Often diabetes researchers are interested in mouse models with more than just hyperglycemia.  Diabetic patients often suffer from additional afflictions that develop subsequent to and as a result of their uncontrolled blood glucose.  These include nephropathy, neuropathy, fat accumulation in the liver (steatosis), impaired wound healing and retinopathy.  All of the above models develop some degree of one or more of these diabetic complications, but no single model develops all of them.  None of them, for example, develop severe diabetic retinopathy.  In some cases, adding additional mutations to the mix can exacerbate one of these diabetic complications.
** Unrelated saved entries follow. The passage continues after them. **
PR #1968, opened 2026-07-06
fix(e2e): reuse persistent test wallets to stop devnet faucet failures

luans-qa:
## Summary

Fixes the chronic `Wallet E2E › crossmint - solana - email/phone › transfers funds` failures in the scheduled [E2E Regression Tests](https://github.com/Crossmint/crossmint-sdk/actions/runs/28778603481) (failing on all 3 browsers).

**Root cause:** every run created a brand-new wallet and requested a SOL airdrop from the public devnet faucet, which is permanently rate-limited (`429 Too Many Requests`) from shared GitHub Actions IPs — ~18 airdrop requests per run (2 configs × 3 retries × 3 browsers).

**Fix — reuse wallets so faucets are only needed rarely:**
- Test emails are now deterministic (`test-email-e2e@…`, `test-phone-e2e@…`) instead of timestamped, so the same wallets — and their funding — persist across runs, retries, and browsers. Rotate to a fresh identity via `TESTS_WALLET_EMAIL_SUFFIX` if ever needed. The Stellar alias is derived deterministically as well.
- `fundWalletWithSolAirdrop` checks the on-chain SOL balance first and skips the airdrop when the wallet is already funded. When funding is needed it requests the maximum with fallbacks (5 → 2 → 1 → 0.1 SOL), so a single successful airdrop keeps the wallet funded for thousands of transfers. Devnet RPC is overridable via `SOLANA_DEVNET_RPC_URL` (e.g. a Helius key can be slotted in later with no code change).
- The USDXM faucet is only called when the balance is below the transfer amount, and transfers were reduced from 10 to 0.01 USDXM so one 10 USDXM funding lasts ~1000 runs.

Faucet pressure drops from ~18 requests/run to at most 4, and to 0 once the wallet is seeded.

## Test plan

- [x] `tsc --noEmit` and `biome check` clean on changed files (only pre-existing warnings)
- [x] `playwright test --list` discovers all 75 tests
- [x] Ran `crossmint - solana - email` locally: deterministic-email auth passes, persistent wallet received 10 USDXM, balance-check + airdrop fallback chain executes as designed (airdrop itself still 429'd — faucet was dry from this IP today; first successful airdrop anywhere seeds the wallet permanently)
- [ ] Monitor the next scheduled E2E regression runs

### DIFF
--- a/apps/wallets/quickstart-devkit/tests/e2e/specs/wallets/e2e.spec.ts
+++ b/apps/wallets/quickstart-devkit/tests/e2e/specs/wallets/e2e.spec.ts
@@ -54,7 +54,7 @@ test.describe("Wallet E2E", { tag: "@critical" }, () => {
                 const walletAddress = await getWalletAddress(authenticatedPage);
                 // Transfer the minimum practical amount so the reused wallet's funds
                 // last across many runs without needing the faucet.
-                const transferAmount = "0.01";
+                const transferAmount = "0.001";
 
                 // Only hit the faucet when the reused wallet doesn't have enough USDXM
                 const initialBalance = await getWalletBalance(authenticatedPage);
@@ -117,7 +117,7 @@ test.describe("Wallet E2E", { tag: "@critical" }, () => {
 
                 // Transfer the minimum practical amount so the reused wallet's funds
                 // last across many runs without needing the faucet.
-                const transferAmount = "0.01";
+                const transferAmount = "0.001";
                 const walletAddress = await getWalletAddress(authenticatedPage);
 
                 // Only hit the faucet when the reused wallet doesn't have enough USDXM
--- a/apps/wallets/quickstart-devkit/tests/e2e/specs/wallets/e2e.spec.ts
+++ b/apps/wallets/quickstart-devkit/tests/e2e/specs/wallets/e2e.spec.ts
@@ -52,27 +52,27 @@ test.describe("Wallet E2E", { tag: "@critical" }, () => {
 
             test("transfers funds", async ({ authenticatedPage, testConfig }) => {
                 const walletAddress = await getWalletAddress(authenticatedPage);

BKS-db/db mice, for example typically do not develop nephropathy.  BKS-db/db mice that carry a targeted mutation in nitric oxide synthase 3,  eNOS (BKS.Cg-Leprdb Nos3tm1Unc/RhrsJ (008340)) develop robust nephropathy.

A chart that compares the diabetic phenotypes of the mice described above, and their susceptibility to diabetic complications is shown below.

JAX Mouse Models of Type 2 Diabetes

 Type 2 diabetes mouse models

1: Gradual onset; 2: Early, rapid onset; 3: Spontaneous remission of prepubertal hyperglycemia

Choosing the most appropriate strain for your diabetes research can be challenging, and there isn’t necessarily a quick and dirty answer to which one is “The Best”  As with choosing any mouse model,  consulting the literature that characterizes each strain should  help make your decision easier. As for all of our strains (diabetic mice included), links to published references can be found under the “References” tab on each strain’s datasheet.